▸ Work order
Go line by line through the data and copy those with the word "dtypes".

▸ Data records

PR #741, opened 2022-04-22
Sync black versions

jdahm:
## Description

This ensures the same version of `black` is used in local development as in `pre-commit`.

### DIFF
--- a/setup.cfg
+++ b/setup.cfg
@@ -42,7 +42,7 @@ include_package_data = True
 python_requires = >= 3.8
 install_requires =
     attrs>=20.3
-    black==22.3.0
+    black>=22.3.0
     cached-property>=1.5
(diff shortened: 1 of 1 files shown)


egparedes (commented):
I understand the motivation, but I'd rather use a less strict requirement here (>=) since this involves that any other package in the environment needs to work with exactly this black version, which could not be always the case.

egparedes (approved):
It looks good.

jdahm:
bors try

jdahm:
It timed out.

jdahm:
bors try

jdahm:
Argh, something is going on with piz daint today. Both here and on ai2cm/pace we're having trouble with tests timing out...

PR #744, opened 2022-04-26
Add support for PEP 563

stubbiali:
[PEP 563](https://peps.python.org/pep-0563/) delays the evaluation of type hints after the definition time. Type hints are converted into string literals and stored in `__annotations__`. This PR proposes to evaluate argument annotations of the definition function which are strings unless they are present in the `dtypes` dictionary (so to still accommodate for parametrized data types).

### DIFF
--- a/src/gt4py/gtscript.py
+++ b/src/gt4py/gtscript.py
@@ -112,6 +112,12 @@ _VALID_DATA_TYPES = (
 
 def _set_arg_dtypes(definition: Callable[..., None], dtypes: Dict[Type, Type]):
     def _parse_annotation(arg, annotation):
+        """
+        Evaluate the type hint ``annotation`` for the stencil argument ``arg``.
+
+        Note that ``typing.get_type_hints()`` cannot be used here since field
+        arguments are annotated using instances (and not subclasses) of ``Field``.
+        """
         if isinstance(annotation, _FieldDescriptor) and isinstance(annotation.dtype, str):
             if annotation.dtype in dtypes:
                 return _FieldDescriptor(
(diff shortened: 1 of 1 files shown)


src/gt4py/gtscript.py
```diff
@@ -111,23 +111,28 @@
...
-            if value in dtypes:
-                annotations[arg] = dtypes[value]
+                raise ValueError(f"Missing '{annotation.dtype}' dtype definition for arg '{arg}'")
+        elif isinstance(annotation, str):
+            if annotation in dtypes:
+                return dtypes[annotation]
             else:
-                raise ValueError(f"Missing '{value}' dtype definition for arg '{arg}'")
+                def_globals = getattr(definition, "__globals__", {})
+                return _parse_annotation(arg, eval(annotation, def_globals))
```
egparedes, line 127: I might be wrong, but it looks to me like this part can be fully replaced by a call to `typing.get_type_hints()` (maybe with customized `globalns` dict). Have you already tried?

egparedes (commented):
Thanks for the contribution. It looks good in general, but I wonder if the custom evaluation of the annotations couldn't be replace by the standard call to `get_type_hints()` which should obtain the same result without messing with explicit evaluation of annotation strings in our codebase.

src/gt4py/gtscript.py
stubbiali: I've just tried, but it doesn't seem to work since `typing.get_hints()` seeks to convert string annotations into types, but fields are annotated using *instances* of `Field`.

egparedes: Ok, makes sense. Could you add a small comment mentioning this issue in the sources?

egparedes:
bors try

egparedes (approved):
It looks good.

PR #746, opened 2022-04-27
allow simple case field broadcasting.

DropD:
## Description

Allow Field broadcasting in field view in the simple case that both fields have the same dimensions, except one has more.

Example:

`Field[[X, Y], dtype]` can be broadcast to `Field[[X, Y, Z], dtype]` but not to `Field[[Y, X], dtype]` or `Field[[Z, X, Y], dtype]`

This should be safe and is absolutely required for icon integration.

## Requirements

- [ ] All the authors are covered by a valid contributor assignment agreement,
- [ ] The names of all the new contributors have been added to an updated

### DIFF
--- a/src/functional/ffront/foast_passes/type_deduction.py
+++ b/src/functional/ffront/foast_passes/type_deduction.py
@@ -38,7 +38,17 @@ def are_broadcast_compatible(left: TypeInfo, right: TypeInfo) -> bool:
     True
 
     """
-    if all([left.dims, right.dims]) and left.dims != right.dims:
+    both_dims_given = bool(left.dims and right.dims)
+    both_dims_given &= left.dims is not Ellipsis
+    both_dims_given &= right.dims is not Ellipsis
+    if both_dims_given and any(
+        [
+            ldim != rdim
+            for ldim, rdim in zip(
+                left.dims, right.dims  # type: ignore[arg-type]  # we know they are lists here
+            )
+        ]
+    ):
         return False
     return left.dtype == right.dtype
 
@@ -60,6 +70,8 @@ def broadcast_typeinfos(left: TypeInfo, right: TypeInfo) -> Optional[TypeInfo]:
     if not are_broadcast_compatible(left, right):
         return None
     if left.is_scalar and right.is_field_type:
+        return right
+    elif left.dims and right.dims and len(right.dims) > len(left.dims):
         return right
     return left
 
--- a/src/functional/ffront/type_info.py
+++ b/src/functional/ffront/type_info.py
@@ -135,7 +135,10 @@ class TypeInfo:
 
     @property
     def dims(self) -> Optional[list]:
-        return getattr(self.type, "dims", None)
+        result = getattr(self.type, "dims", None)
+        if result is Ellipsis:
+            return []
+        return result
 
     @property
     def dtype(self) -> Optional[ScalarType]:


src/functional/ffront/foast_passes/type_deduction.py
```diff
@@ -38,7 +38,17 @@ def are_broadcast_compatible(left: TypeInfo, right: TypeInfo) -> bool:
...
     """
-    if all([left.dims, right.dims]) and left.dims != right.dims:
+    both_dims_given = bool(left.dims and right.dims)
+    both_dims_given &= left.dims is not Ellipsis
+    both_dims_given &= right.dims is not Ellipsis
+    if both_dims_given and any(
+        [
+            ldim != rdim
+            for ldim, rdim in zip(
+                left.dims, right.dims  # type: ignore[arg-type]  # we know they are lists here
```
egparedes, line 48: Check my comment above, maybe mypy is right here.

src/functional/ffront/foast_passes/type_deduction.py
```diff
@@ -61,6 +71,8 @@ def broadcast_typeinfos(left: TypeInfo, right: TypeInfo) -> Optional[TypeInfo]:
         return None
     if left.is_scalar and right.is_field_type:
         return right
+    elif left.dims and right.dims and len(right.dims) > len(left.dims):
```
egparedes, line 74: Just a question: is it guaranteed that the longer list is always at the right?

egparedes (commented):
I have some questions about the PR. It would also be nice to have some minimal test.

src/functional/ffront/foast_passes/type_deduction.py
```diff
@@ -38,7 +38,17 @@ def are_broadcast_compatible(left: TypeInfo, right: TypeInfo) -> bool:
     True
 
     """
-    if all([left.dims, right.dims]) and left.dims != right.dims:
+    both_dims_given = bool(left.dims and right.dims)
+    both_dims_given &= left.dims is not Ellipsis
+    both_dims_given &= right.dims is not Ellipsis
```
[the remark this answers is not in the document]
DropD: The `TypeInfo.dims` returns `None` if the type it holds does not have a `dims` attribute. I would agree that this is not great but I have an improved version of the type checking tools drafted somewhere else to work on during the cooldown.

src/functional/ffront/foast_passes/type_deduction.py
DropD: No. If it isn't, then the left typeinfo is returned. So the one with more or same amount of dims.

src/functional/ffront/foast_passes/type_deduction.py
```diff
@@ -38,7 +38,17 @@ def are_broadcast_compatible(left: TypeInfo, right: TypeInfo) -> bool:
...
+    if both_dims_given and any(
```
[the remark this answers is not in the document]
DropD: fixed

src/functional/ffront/foast_passes/type_deduction.py
egparedes: Ok, I see. I misread the code because of the unnecessary `elif` here which I think could be just a simple `if`

src/functional/ffront/foast_passes/type_deduction.py
```diff
@@ -38,7 +38,15 @@ def are_broadcast_compatible(left: TypeInfo, right: TypeInfo) -> bool:
     True
 
     """
-    if all([left.dims, right.dims]) and left.dims != right.dims:
+    both_dims_given = bool(left.dims and right.dims)
+    both_dims_given &= left.dims != GenericDimensions()
```
egparedes, line 42: If `GenericDimensions` is not a dataclass or defines a meaningful eq operator, most likely `left.dims != GenericDimensions()` would always be `True` because all instances of the class will compare as not equal.

src/functional/ffront/type_info.py
```diff
@@ -15,6 +15,13 @@
 )
 
 
+class GenericDimensions:
```
egparedes, line 18: I think this class should be defined as an empty frozen dataclass to make sure it behaves as expected

egparedes (approved):
It looks good.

▸ Solution for this exercise
[PEP 563](https://peps.python.org/pep-0563/) delays the evaluation of type hints after the definition time. Type hints are converted into string literals and stored in `__annotations__`. This PR proposes to evaluate argument annotations of the definition function which are strings unless they are present in the `dtypes` dictionary (so to still accommodate for parametrized data types).
 def _set_arg_dtypes(definition: Callable[..., None], dtypes: Dict[Type, Type]):
             if annotation.dtype in dtypes:
-            if value in dtypes:
-                annotations[arg] = dtypes[value]
+            if annotation in dtypes:
+                return dtypes[annotation]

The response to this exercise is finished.